How to split the nested lists in pandas

53 Views Asked by At

I am working on a dataset and encontered a problem. There is a column in which there are values in the form of nested listed. For example this is one of the value [Tomatillo-Red Chili Salsa (Hot), [Black Beans, Rice, Cheese, Sour Cream]]. Now I want to split this value such that 'Tomatillo-Red Chili Salsa (Hot)' comes into one newly created column and 'Black Beans, Rice, Cheese, Sour Cream' comes into another column.

I have tried this approach

choices = Dataset['choice_description'].str.extract(r'\[([^[\]]*)\]', expand=False)

Dataset[['choice1', 'choice2', 'choice3']] = choices.apply(lambda x: pd.Series(str(x).split(', ')))`.

'choice_description' is the column name that have nested lists type values. Choices1, choices2 and choices3 are the newly created columns.

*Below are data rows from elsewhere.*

PR #416, opened 2026-04-20
[feature][adding visium hd in snakemake]

reJELIN:
First pull request ever please be kind:

[Visium_hd](https://github.com/prism-oncology/sopa/issues/415) is not natively taken in the snakemake pipeline, here I propose a brief fix. Your data_path, should be the spaceranger output.

I've change the shell of the to_spatialdata. This rule introduces a "fork in the road." By using a conditional statement (if/else), the rule inspects the technology variable at runtime. It decides whether to use the standard sopa command or a custom Python script for visium hd.

The shell block becomes a clean placeholder: `{params.shell_command}`. This keeps the execution part of the rule very tidy.

Unfortunately it's not perfect because we're loosing the CLI for something more hybrid but it is still a good workaround.

```python3
rule to_spatialdata:
    input:
        [] if config["is_toy_reader"] else paths.data_path,
    output:
        paths.sdata_json_attrs if paths.data_path else [],
    conda:
        "sopa"
    params:
        shell_command = lambda wildcards, input :(f"sopa convert {paths.sdata_path} --sdata-path {paths.sdata_path,} {args['read'].as_cli()}" if technology !="visium_hd" else f"python3 {src_dir}/to_spatialdata_visium_hd.py --input_path {paths.sdata_path} --output_path {paths.sdata_path} --fullres_image_file {highres_image}")
    shell:
        """
        {params.shell_command}
        """
```

As you can see it add the necessity to add 3 new variables:

```python3
technology = config["read"]["technology"]
src_dir = os.path.join(workflow.basedir,"src")
highres_image = config.get("highres_image", None)
```
`highres_image` is your path to your high resolution image, by default with it is none.

i'm not sure why `args['read'].as_cli()` exists ? isn't it simple to just use config["read"]["technology"] ? in anycase I made an if/else statement base on the technology name.

`src_dir` is sample it is the path to scr directory.

It is not perfect and it would probably be better to integrate this directly into sopa convert command line but at least it work.

### DIFF
--- a/workflow/Snakefile
+++ b/workflow/Snakefile
@@ -4,6 +4,10 @@ config = validate_config(config) # validate the Snakemake config
 paths = WorkflowPaths(config) # object handling the paths to the files that will be created
 args = Args(paths, config) # object handling the arguments passed to the workflow
 
+technology = config["read"]["technology"]
+src_dir = os.path.join(workflow.basedir,"src")
+highres_image = config.get("highres_image", None)
+
 ### Segmentation rules
 include: "rules/utils.smk"
 include: "rules/cellpose.smk"
@@ -42,12 +46,10 @@ rule to_spatialdata:
     conda:
         "sopa"
     params:
-        reader = args['read'].as_cli(),
-        data_path = paths.data_path,
-        sdata_path = paths.sdata_path,
+        shell_command = lambda wildcards, input :(f"sopa convert {paths.sdata_path} --sdata-path {paths.sdata_path,} {args['read'].as_cli()}" if technology !="visium_hd" else f"python3 {src_dir}/to_spatialdata_visium_hd.py --input_path {paths.sdata_path} --output_path {paths.sdata_path} --fullres_image_file {highres_image}")
     shell:
         """
-        sopa convert {params.data_path} --sdata-path {params.sdata_path} {params.reader}
+        {params.shell_command}
         """
 
 rule tissue_segmentation:
--- a/workflow/src/to_spatatial_visium_hd.py
+++ b/workflow/src/to_spatatial_visium_hd.py
@@ -1,0 +1,24 @@
+import argparse
+import sopa.io
+
+parser = argparse.ArgumentParser()
+
+parser.add_argument("--input_path",
+                     type = str,
+                     help = 'path to the output of Space ranger',
+                     required = True)
+
+parser.add_argument("--output_path",
+                     type = str,
+                     help = 'path to the output of sopa to save .explorer and .zarr folders',
+                     required = False)
+
+parser.add_argument("--fullres_image",
+                     type = str,
+                     help = 'path to the fullres image file',
+                     required = False)
+
+
+sdata = sopa.io.visium_hd(path = args.input_path, fullres_image_file = args.fullres_image,dataset_id = "")
+
+sdata.write(f"{args.output_path}", overwrite=True)


quentinblampey:
Hi @reJELIN,

Thanks for the PR!

Actually, `config["read"]` may contain other attributes than `"technology"`, see for instance [this config](https://github.com/prism-oncology/sopa/blob/main/workflow/config/visium_hd/proseg_10x_website.yaml). Here, `.as_cli()` will convert the whole dictionary structure into a string that can be used by the Sopa CLI.

Based on this, I think you can use `.as_cli()` to pass the `fullres_image_file` directly, without having to create an extra python script. I think that all you need to do is store the `fullres_image_file` here:

```python
config["read"]["kwargs"]["fullres_image_file"] = fullres_image_file
```
And then, the `.as_cli()` should do the job!

Actually, I'm wondering if we can't even just pass `fullres_image_file` directly to the snakemake command? Something like this (I didn't check the syntax is right): 
```sh
--config read:kwargs:fullres_image_file="image.tif"
```

reJELIN:
If I understood correctly, the `convert` command line is using the SpatialData object to write the file into the correct format using SpatialData.Write function ? 

the important line is in the `convert` function:

```python3
sdata: SpatialData = getattr(io, technology)(data_path, **kwargs) 
```

it is then calling the function `visium_hd` in `sopa.io.reader` ? 

won't this work  `sdata: SpatialData = getattr(io, technology)(data_path,fullres_image_file, **kwargs)` if we're adding an optional argument to give the path to the H&E image to the `convert` function ?

quentinblampey:
Yes, `getattr(io, technology)(data_path, **kwargs)` gets the right reader based on its name. E.g., if `technology = "visium_hd"`, then it calls `sopa.io.visium_hd(data_path, **kwargs)`

This is why I believe passing the `fullres_image_file` through the kwargs should work:
doing `config["read"]["kwargs"]["fullres_image_file"] = fullres_image_file`
will then call `sopa.io.visium_hd(data_path, fullres_image_file=fullres_image_file)` .

> won't this work sdata: SpatialData = getattr(io, technology)(data_path,fullres_image_file, **kwargs) if we're adding an optional argument to give the path to the H&E image to the convert function ?

It would, yes, but then we add an extra argument to the CLI, and it adds extra logic to ensure backward compatibility (we want to make it still work for users passing `fullres_image_file` through the kwargs, if any).

In any case, I'll have to clarify this use case has in the Sopa snakemake docs :)

reJELIN:
I'm going to test adding `--config read:kwargs:fullres_image_file="image.tif"` to the snakemake command.

reJELIN:
Indeed it work here is the correct way to add the fullres_image_file:

```bash
snakemake -s /<path_to_sopa>/workflow/Snakefile     \
--config     data_path="<mypath_to_spaceranger_results>/outs"     read='{"kwargs": {"fullres_image_file": "<mypath_to_the_high_res_image>.ome.tif"}}'    \
--configfile /<path_to_sopa>/config/visium_hd/stardist.yaml     \
--workflow-profile /<path_to_sopa>/2.2.5/workflow/profile/slurm-igr 
```

I've notice a quick "bug":

NameError in file /sopa/2.2.5/workflow/rules/proseg.smk, line 3:
name 'self' is not defined
  File "/sopa/2.2.5/workflow/rules/proseg.smk", line 3, in <module>

Is it specific to using the visium_hd ? I comment it and it work.

quentinblampey:
Indeed, it was a bug, probably due to the recent refactoring I made in the snakemake pipeline
Thanks for catching it, I fixed it, could you please `git pull`?

Alright, good to know that `read='{"kwargs": {"fullres_image_file": "<mypath_to_the_high_res_image>.ome.tif"}}'` works!
The syntax is not really convenient though, maybe we could try the option I proposed above, i.e. adding a `fullres_image_file` param in the config, and add it at the right place in the config validation. It could be something like that:

```python
if "fullres_image_file" in config:
    config["read"]["kwargs"] = config["read"].get("kwargs", {})
    config["read"]["kwargs"]["fullres_image_file"] = config["fullres_image_file"]
```

What do you think? This way we could directly pass `fullres_image_file=...` to the snakemake command

reJELIN:
Yep your fix work, thank you for the correction !

Indeed this solution should definitely works

reJELIN:
Indeed adding this solution works well:

```python3
from src import WorkflowPaths, Args, validate_config

config = validate_config(config) # validate the Snakemake config
paths = WorkflowPaths(config) # object handling the paths to the files that will be created
args = Args(paths, config) # object handling the arguments passed to the workflow

if "fullres_image_file" in config:
    config["read"]["kwargs"] = config["read"].get("kwargs", {})
    config["read"]["kwargs"]["fullres_image_file"] = config["fullres_image_file"]

```
Thank you very much for your help !

quentinblampey:
Great! Do you want to make a PR or can I just update it myself directly?

EDIT: I can do it, and I'll also mention it inside the docs!

reJELIN:
You found the solution, so it would be logical that you do the PR.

When I run the above code, I got the unxpected output in which 'Tomatillo-Red Chili Salsa (Hot)' comes under the choice1 column which is correct but under choice2 column i only got 'Black beans' instead of whole 'Black Beans, Rice, Cheese, Sour Cream' and the rest ' Rice, Cheese, Sour Cream' come under the choice3 column. Why I am getting the output like this. I want 'Tomatillo-Red Chili Salsa (Hot)' in choice1 column and 'Black Beans, Rice, Cheese, Sour Cream' in choice2 column.

1

There are 1 best solutions below

0
gunnar On

Assuming that the strings representing nested lists always have the same structure, i.e. '[some item, [list, of, additional, items]', you could use

Dataset[['choice1', 'choice2']] = (
    Dataset['choice_description']
    .str.lstrip('[')
    .str.rstrip(']')
    .str.split(', [', expand=True, regex=False)
)

It's ugly and inflexible, but it will get the two parts separated.